The More the Merrier: On Evolving Five-valued Spectra Boolean Functions

TL;DR

This paper explores evolving five-valued spectra Boolean functions, demonstrating that a tree encoding approach effectively produces functions with high nonlinearity across various sizes.

Contribution

It introduces a novel focus on five-valued spectra Boolean functions and compares encoding methods, identifying tree encoding as superior for this task.

Findings

Tree encoding outperforms other encodings in evolving five-valued Boolean functions.

High nonlinearity functions are successfully generated across multiple sizes.

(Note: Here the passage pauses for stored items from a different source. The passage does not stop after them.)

PR #38, opened 2016-03-18
Unique id for each dropdown menu and using UXPL styles where possible

AlasdairSwan:
@andy-armstrong @dj this PR enables an icon to be defined in the model which will render one of the icons from the UXPL (currently the assumption is being made that edx-icons.js is already loaded on the page. It will be a larger discussion to determine whether we want to add that into the UI Toolkit or not). It also updated the template file to use styles defined by the UXPL.

### DIFF
--- a/src/js/dropdown-menu/dropdown-menu-view.js
+++ b/src/js/dropdown-menu/dropdown-menu-view.js
@@ -20,7 +20,10 @@ define([
          *          text: 'username',
          *          url: 'dashboard'
          *      },
-         *      button_label: 'User options dropdown',
+         *      button: {
+         *          icon: 'icon-angle-down',
+         *          label: 'User options dropdown'
+         *      },
          *      items: [
          *          {
          *              text: 'Dashboard',
@@ -48,6 +51,8 @@ define([
                 'keydown': 'viewKeypress'
             },
 
+            dropdownButton: '.js-dropdown-button',
+
             menu: '.dropdown-menu',
 
             initialize: function(options) {
@@ -55,6 +60,7 @@ define([
                     this.$parent = $(options.parent);
                 }
 
+                this.menuId = options.menuId || 'dropdown-menu-' + this.cid;
                 this.keyBack = [constants.keyCodes.up, constants.keyCodes.left];
                 this.keyForward = [constants.keyCodes.down, constants.keyCodes.right];
                 this.keyClose = [constants.keyCodes.esc, constants.keyCodes.space];
@@ -65,6 +71,12 @@ define([
             },
 
             render: function() {
+                /**
+                 * Set in the render function to prevent error when
+                 * view is used with a pre-rendered DOM
+                 */
+                this.model.set({menuId: this.menuId});
+
                 this.$el.html(this.tpl(this.model.toJSON()));
                 this.$parent.replaceWith(this.$el);
                 this.postRender();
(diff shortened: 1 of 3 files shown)


src/js/dropdown-menu/dropdown-menu-view.js
```diff
@@ -102,7 +114,22 @@ define([
             },
 
             clickCloseDropdown: function(event, context) {
-                var $el = $(event.target);
+                var $el = $(event.target),
+                    $btn;
+
+                /** When using UXPL icons the target is sometimes
```
andy-armstrong: Nit: we don't call it UXPL anymore :-)

src/js/dropdown-menu/dropdown-menu-view.js
```diff
@@ -102,7 +114,22 @@ define([
             },
 
             clickCloseDropdown: function(event, context) {
-                var $el = $(event.target);
+                var $el = $(event.target),
```
andy-armstrong: You probably want to use ``$(event.currentTarget)`` to always get the object that you assigned the listener to:

http://stackoverflow.com/questions/5921413/difference-between-e-target-and-e-currenttarget

src/js/dropdown-menu/dropdown.underscore
```diff
@@ -7,12 +7,19 @@
     <% } %>
     <%- main.text %>
 </a>
-<button type="button" class="button button-more has-dropdown js-dropdown-button" aria-haspopup="true" aria-expanded="false" aria-controls="edx-user-menu">
-    <span class="sr-only"><%- button_label %></span>
+<button type="button" class="menu-button button-more has-dropdown js-dropdown-button <% if (!button.icon) { %>default-icon<% } %>" aria-haspopup="true" aria-expanded="false" aria-controls="<%- menuId %>">
+    <% if (button.icon) { %>
+        <span class="icon-fallback icon-fallback-img">
+            <span class="icon <%- button.icon %>" aria-hidden="true"></span>
+            <span class="text"><%- button.label %></span>
```
andy-armstrong: Why is the label ``sr-only`` if the button doesn't have an icon, but shown to everyone if it does?

src/js/dropdown-menu/specs/dropdown-menu-view-spec.js
```diff
@@ -102,7 +102,9 @@ define([
                         text: 'username',
                         url: 'dashboard'
                     },
-                    button_label: 'User options dropdown',
+                    button: {
+                        label: 'User options dropdown'
```
andy-armstrong: It would be good to add some tests for a dropdown with an icon. In particular, test that clicking on the icon has the same behavior as clicking on the button.

andy-armstrong:
This is a great addition. I have a few minor comments so let me know when I should look at it again.

It would be good to also have a11y review on this.

src/js/dropdown-menu/dropdown.underscore
AlasdairSwan: Because a pseudo element generates a caret for non-icons. The button label is still hidden for line 14, but using the icon syntax from the pattern library.

AlasdairSwan:
re. an a11y review, Christine has already done one on the pattern library branch. Which highlights the weirdness of this workflow. Maybe we can discuss in standup?

src/js/dropdown-menu/dropdown-menu-view.js
AlasdairSwan: Actually it is the target I want, not the currentTarget (the listener is on the page level and I am checking whether the user clicked on the dropdown button or not).

AlasdairSwan:
@andy-armstrong updated

src/js/dropdown-menu/dropdown-menu-view.js
andy-armstrong: I thought from the way the event was registered, that it was for items on the page with the class ``dropdown``. Can you double check that ``currentTarget`` isn't what you want, because it would simplify this logic.

andy-armstrong:
:+1: Looks great.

The study provides insights into the optimization of Boolean functions with specific spectral properties.

Abstract

Evolving Boolean functions with specific properties is an interesting optimization problem since, depending on the combination of properties and Boolean function size, the problem can range from very simple to (almost) impossible to solve. Moreover, some problems are more interesting as there may be only a few options for generating the required Boolean functions. This paper investigates one such problem: evolving five-valued spectra Boolean functions, which are the functions whose Walsh-Hadamard coefficients can only take five distinct values. We experimented with three solution encodings, two fitness functions, and 12 Boolean function sizes and showed that the tree encoding is superior to other choices, as we can obtain five-valued Boolean functions with high nonlinearity.